1.	Introduces Unintended Ordinal Relationships:
	*	Machine learning algorithms that interpret numerical values as having a magnitude or order (e.g., linear regression, support vector machines) may misinterpret the encoded integers as ordinal values.
	*	For instance, the encoded values 0, 1, and 2 might imply a ranking or a distance between categories (e.g., Apple < Banana < Cherry), which may not exist.
2.	Bias in Distance-Based Models:
	*	Algorithms like k-Nearest Neighbors or clustering methods that rely on calculating distances can be biased if the categorical values are encoded numerically, as they will assume numerical similarity or dissimilarity between categories.
3.	Not Suitable for High Cardinality:
	*	If the categorical feature has many unique values, label encoding might introduce large integers, which can make learning difficult and lead to suboptimal results.
4.	Overfitting in Some Models:
  *	When used in combination with certain models, particularly those sensitive to numerical values, label encoding may increase the risk of overfitting.

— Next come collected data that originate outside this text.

PR #1745, opened 2026-07-08
Match String case folding in StrBuilder.equalsIgnoreCase

alhudz:
`Repro`: `new StrBuilder("K").equalsIgnoreCase(new StrBuilder("K"))` (KELVIN SIGN vs `K`) returns `false`, and so does the å/ANGSTROM pair `new StrBuilder("å").equalsIgnoreCase(new StrBuilder("Å"))`. `String.equalsIgnoreCase` returns `true` for both.

`Cause`: the per-character loop only rules a differing pair equal when `Character.toUpperCase(c1) == Character.toUpperCase(c2)`. Characters that fold together only through their lower-case mapping (`U+212A` → `k`, `U+212B` → `å`) fail that test, so the whole compare reports not-equal.

`Fix`: also accept the pair when `Character.toLowerCase` of the upper-cased chars agrees, the same fold `String#regionMatches` and this library's own `CharSequenceUtils.equalsIgnoreCase` already use. The case-sensitive `equals` sibling is untouched.

### DIFF
--- a/src/main/java/org/apache/commons/lang3/text/StrBuilder.java
+++ b/src/main/java/org/apache/commons/lang3/text/StrBuilder.java
@@ -1912,8 +1912,12 @@ public class StrBuilder implements CharSequence, Appendable, Serializable, Build
         for (int i = size - 1; i >= 0; i--) {
             final char c1 = thisBuf[i];
             final char c2 = otherBuf[i];
-            if (c1 != c2 && Character.toUpperCase(c1) != Character.toUpperCase(c2)) {
-                return false;
+            if (c1 != c2) {
+                final char u1 = Character.toUpperCase(c1);
+                final char u2 = Character.toUpperCase(c2);
+                if (u1 != u2 && Character.toLowerCase(u1) != Character.toLowerCase(u2)) {
+                    return false;
+                }
             }
         }
         return true;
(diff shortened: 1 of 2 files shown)


garydgregory:
Thank you @alhudz , merged 🚀 
Since this class is deprecated in Commons Lang (but bugs should still be fixed) in favor of Commons Text's `TextStringBuilder`, would you please verify parity there?

alhudz:
Checked, parity is not there. `TextStringBuilder.equalsIgnoreCase` has the same upper-case-only fold (line 1911 on current master).

`Repro` against commons-text 1.15.0: `new TextStringBuilder("K").equalsIgnoreCase(new TextStringBuilder("K"))` (KELVIN SIGN vs `K`) -> `false` while `String` -> `true`; same for `å` vs ANGSTROM SIGN `Å` -> `false` vs `true`. The same one-line `toLowerCase` fold from this PR fixes it there too.

Thanks for merging.

garydgregory:
Would you please create a PR for Commons Text?

alhudz:
Done: apache/commons-text#762, same `toLowerCase` fold plus the Kelvin/Angstrom regression assertions in `TextStringBuilderTest`.

PR #1749, opened 2026-07-13
Fix sign extension in BitField.getValue for top-bit fields

alhudz:
`BitField.getValue(int)` and `getValue(long)` read the field with `getRawValue` and then shift it down with an arithmetic `>>`. When the field sits on the top bit of the holder (bit 31 for the `int` overload, bit 63 for the `long` overload added in 3.21.0) the masked value is negative, so `>>` sign-extends and the field reads back negative. `new BitField(0x8000000000000000L).getValue(0x8000000000000000L)` gives `-1` for a one-bit field whose value is `1`, and `new BitField(0xFF000000).getValue(0xFF000000)` gives `-1` from the `int` overload while `getValue(long)` returns `255` for the same field.

Use the unsigned `>>>` in both getters so the selected bits come down as magnitude. The value is reconstructed at the shift, so fixing it there also covers `getShortValue`/`getByteValue`, which delegate through `getValue`, and it leaves the mask handling from #1711 untouched. Fields that do not reach the top bit are unchanged because `>>` and `>>>` agree on a non-negative value.

### DIFF
--- a/src/main/java/org/apache/commons/lang3/BitField.java
+++ b/src/main/java/org/apache/commons/lang3/BitField.java
@@ -196,7 +196,7 @@ public class BitField {
      * @see #setValue(int,int)
      */
     public int getValue(final int holder) {
-        return getRawValue(holder) >> shiftCount;
+        return getRawValue(holder) >>> shiftCount;
     }
 
     /**
@@ -212,7 +212,7 @@ public class BitField {
      * @since 3.21.0
      */
     public long getValue(final long holder) {
-        return getRawValue(holder) >> shiftCount;
+        return getRawValue(holder) >>> shiftCount;
     }
 
     /**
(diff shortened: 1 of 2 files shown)


garydgregory:
Good find @alhudz , will merge, do you see other issues in the code base wit bit shifts?

alhudz:
Thanks for merging this. Nothing new at the moment: the other shift issues I'd found are already in (#1711 for the int mask sign extension in the `long` methods, #1751 for the `FluentBitSet.setInclusive` overflow). I had another look at `Conversion` and `CachedRandomBits`; both mask after the arithmetic shift (`0xff & src >> shift` style), so sign extension can't leak out there. If anything else turns up at the top-bit boundaries I'll open a PR.

PR #1750, opened 2026-07-16
Fix ArrayUtils.reverse range underflow on Integer.MIN_VALUE end

alhudz:
Repro: `ArrayUtils.reverse(new int[]{1, 2, 3}, 0, Integer.MIN_VALUE)`.
Expected: no change, since the `endIndexExclusive` Javadoc documents an undervalue `< start index` as no change.
Actual: `ArrayIndexOutOfBoundsException: Index 2147483647 out of bounds for length 3`.
Cause: `Math.min(array.length, endIndexExclusive) - 1` keeps `Integer.MIN_VALUE` and the `- 1` underflows to `Integer.MAX_VALUE`, so the `while (j > i)` loop indexes past the array. All nine primitive and `Object` range overloads share the line.
Fix: clamp the end to zero before the decrement with the existing `max0` helper, as the sibling `subarray` and `shift` methods already do. Every other negative end was already a no-op, so valid ranges are unchanged.

### DIFF
--- a/src/main/java/org/apache/commons/lang3/ArrayUtils.java
+++ b/src/main/java/org/apache/commons/lang3/ArrayUtils.java
@@ -6721,7 +6721,7 @@ public class ArrayUtils {
             return;
         }
         int i = Math.max(startIndexInclusive, 0);
-        int j = Math.min(array.length, endIndexExclusive) - 1;
+        int j = max0(Math.min(array.length, endIndexExclusive)) - 1;
         boolean tmp;
         while (j > i) {
             tmp = array[j];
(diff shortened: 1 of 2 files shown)


garydgregory:
Good find @alhudz, merged 🚀  Do you see any other similar index issue in this class?

alhudz:
Thanks for the merge. I went back over the class with the same `Integer.MIN_VALUE`/`MAX_VALUE` probes and didn't find another escape: `subarray` already clamps with `max0`, `shift` returns early on `endIndexExclusive <= 0` before any subtraction, `swap` runs `max0` on both offsets and bounds `len` by the remaining lengths, and `indexOf`/`lastIndexOf` (including the NaN and tolerance variants) either clamp or bail on a negative start. `add(index)`, `insert` and `remove` throw `IndexOutOfBoundsException` by documented contract, so `reverse` looks to have been the only spot where an extreme value got past the clamps.

garydgregory:
@alhudz thank you for checking.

## Alternatives to Label Encoding

1.	One-Hot Encoding:
	*	Converts categories into binary vectors. Useful for algorithms sensitive to unintended ordinal relationships but increases dimensionality.
2.	Target/Mean Encoding:
	*	Replaces categories with their corresponding mean of the target variable. Requires careful validation to prevent data leakage.
3.	Binary Encoding:
	*	Encodes categories as binary digits, balancing memory efficiency and dimensionality reduction.
4.	Ordinal Encoding (Explicit):
	*	If a feature has an inherent order (e.g., Low < Medium < High), explicitly encode it to reflect the order.

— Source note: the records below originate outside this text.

PR #1754, opened 2026-07-26
[LANG-1830] Avoid repeated regex compilation in ClassUtils.toCleanName()

kzhunmax:
## Summary

Replace the repeated use of String.matches() in ClassUtils.toCleanName() with a precompiled static Pattern.

### Motivation

String.matches() recompiles the regular expression on every invocation.
Reusing a compiled Pattern avoids this overhead while preserving the existing behavior.

A local JMH benchmark showed approximately 4x-9x higher throughput for the validation step after this change.

Related: LANG-1830

### DIFF
--- a/src/main/java/org/apache/commons/lang3/ClassUtils.java
+++ b/src/main/java/org/apache/commons/lang3/ClassUtils.java
@@ -32,6 +32,7 @@ import java.util.Map;
 import java.util.Objects;
 import java.util.Set;
 import java.util.concurrent.atomic.AtomicReference;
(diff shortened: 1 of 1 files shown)


kzhunmax:
The Jira ticket is [LANG-1830](https://issues.apache.org/jira/browse/LANG-1830)

garydgregory:
Thank you @kzhunmax , merged 🚀 Since this is a simple and straightforward conversion, a JMH benchmark is not required for inclusion in this PR. For other non-trivial claims, we would want to verify and weight any such claim.

PR #297, opened 2023-06-20
NP-44893: access rights for managing projects

ketilaa:


user-access-handlers/src/main/java/no/unit/nva/handlers/IdentityServiceInitHandler.java
```diff
@@ -45,33 +32,36 @@ public class IdentityServiceInitHandler extends ApiGatewayHandler<Void, RoleList
...
+        this.roleSource = roleSource;
     }
     
     @Override
     protected RoleList processInput(Void input, RequestInfo requestInfo, Context context) {
-        var defaultRoles = createDefaultRoles()
+        var defaultRoles = roleSource.roles()
             .stream()
-            .map(attempt(this::addRole))
+            .map(attempt(this::addOrUpdateRole))
```
torarnet, line 54: Had an issue just now myself that error handling were not working correctly when using lambda annotation instead of regular method call in an attempt call. Not sure why, but have you tested what happens if this produce an exception?

user-access-handlers/src/main/java/no/unit/nva/handlers/IdentityServiceInitHandler.java
```diff
@@ -92,50 +82,14 @@ private void logError(Exception exception) {
...
+            identityService.addRole(role);
+            logger.info("Added role: {}", role);
+        } catch (ConflictException e) {
+            identityService.updateRole(role);
+            logger.info("Updated role: {}", role);
+        }
         return role;
     }
-    
-    private List<RoleDto> createDefaultRoles() {
```
torarnet, line 101: Better to have this in own class as you have done. My opinion is to keep as minimal code as possible in the handler itself, and rather delegate to other classes per purpose

torarnet (dismissed):
Looks good to me, but does RoleSource need to be reinitialized each time the handler is called?

user-access-handlers/src/main/java/no/unit/nva/handlers/data/DefaultRoleSource.java
```diff
@@ -0,0 +1,90 @@
...
+
+    protected static final String CURATOR_ROLE_NAME = "Curator";
+    protected static final String INSTITUTION_ADMIN_ROLE_NAME = "Institution-admin";
+    protected static final String CURATOR_IMPORT_CANDIDATE_ROLE_NAME = "Curator-Import-candidate";
+    protected static final String CURATOR_THESIS_ROLE_NAME = "Curator-thesis";
+    protected static final String CURATOR_THESIS_EMBARGO_ROLE_NAME = "Curator-thesis-embargo";
+    protected static final String APP_ADMIN_ROLE_NAME = "App-admin";
+    protected static final String EDITOR_ROLE_NAME = "Editor";
+
+    private static final RoleDto CREATOR_ROLE = RoleDto.newBuilder()
```
torarnet, line 31: Is creator the best name for a person with active employment?

user-access-handlers/src/main/java/no/unit/nva/handlers/IdentityServiceInitHandler.java
ketilaa: Agreed

user-access-handlers/src/main/java/no/unit/nva/handlers/data/DefaultRoleSource.java
ketilaa: Not really, but that is what it ended up as back in the days. Someone uses the term "Registrator" too. Anyway, changing it now might not be a good idea, but an overhaul of the roles, access rights and users sometime would definitely be a good idea. I am by no means assured that we have all the access rights that we should have, and that we actually do the correct checks in our handlers. PO ofter states "Curators should be allowed to ...", and often we just pick one of the existing access right given to curators only to check. Not optimal at all.

torarnet (approved):

PR #302, opened 2023-08-22
adding nvi role to app admin

truhacevkir:


template.yaml
```diff
@@ -1040,7 +1040,7 @@ Resources:
   CognitoAuthenticationDomainParameter:
     Type: AWS::SSM::Parameter
     Properties:
-      Name: !Sub '${ParameterNamePrefix}CognitoAuthenticationDomain'
+      Name: !Sub '${ParameterNamePrefix}CognitoAuthenIticationDomain'
```
ketilaa, line 1043: This change is probably not intentional?

ketilaa (changes requested):
I think you have an unintentional change in the template?

StigNorland (approved):

anetteOlli (approved):

PR #303, opened 2023-08-23
NP-32829-show-doiprefix-in-get-all-customers-handler

anetteOlli:


docs/customer-swagger.yaml
```diff
@@ -828,28 +841,9 @@ components:
...
-            archiveName: 'unirein'
-            cname: 'arkiv.unirein.no'
-            institutionDns: 'unirein.no'
-            feideOrganizationId: '111111111'
-            cristinId: 'https://api.cristin.no/v2/institutions/11110'
-            vocabularies:
-              - id: 'https://example.org/example#'
-                type: 'Vocabulary'
-                name: 'Example VOC'
-                active: 'default'
```
torarnet, line 847: Is all this some old swagger specs?

torarnet (approved):

docs/customer-swagger.yaml
anetteOlli: I don't think this swagger documentation matched the output from that endpoint even before I started working this branch.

# Step-by-Step Guide: Label Encoding with the Iris Dataset


## Step 1: Import Necessary Libraries

In [None]:
from sklearn.datasets import load_iris
from sklearn.preprocessing import LabelEncoder
import pandas as pd

## Step 2: Load and Prepare the Iris Dataset

The dataset includes features like sepal length, sepal width, petal length, petal width, and a categorical Species column.

In [None]:
# Load Iris dataset
iris = load_iris()

# Create a DataFrame
df = pd.DataFrame(iris.data, columns=iris.feature_names)
df['Species'] = iris.target_names[iris.target]

In [None]:
df.head()

Unnamed: 0,sepal length (cm),sepal width (cm),petal length (cm),petal width (cm),Species
0,5.1,3.5,1.4,0.2,setosa
1,4.9,3.0,1.4,0.2,setosa
2,4.7,3.2,1.3,0.2,setosa
3,4.6,3.1,1.5,0.2,setosa
4,5.0,3.6,1.4,0.2,setosa


## Step 3: Initialize the LabelEncoder

In [None]:
label_encoder = LabelEncoder()

## Step 4: Encode the Categorical Column

The Species column contains categorical values (setosa, versicolor, virginica). We encode it into numerical values.

In [None]:
df['Species_encoded'] = label_encoder.fit_transform(df['Species'])

In [None]:
df.head()

Unnamed: 0,sepal length (cm),sepal width (cm),petal length (cm),petal width (cm),Species,Species_encoded
0,5.1,3.5,1.4,0.2,setosa,0
1,4.9,3.0,1.4,0.2,setosa,0
2,4.7,3.2,1.3,0.2,setosa,0
3,4.6,3.1,1.5,0.2,setosa,0
4,5.0,3.6,1.4,0.2,setosa,0


## Step 5: Check the Encoding Mapping

You can see how the Species categories are mapped to integers.

In [None]:
label_encoder.classes_

array(['setosa', 'versicolor', 'virginica'], dtype=object)

## Step 6: Decode Numerical Values

To convert encoded values back to their original categories:

In [None]:
decoded = label_encoder.inverse_transform([0, 1, 2])

In [None]:
decoded

array(['setosa', 'versicolor', 'virginica'], dtype=object)

Summary

> `Input`: Categorical column Species with values like setosa, versicolor, virginica.

> `Output`: Numerical column Species_encoded with values like 0, 1, 2.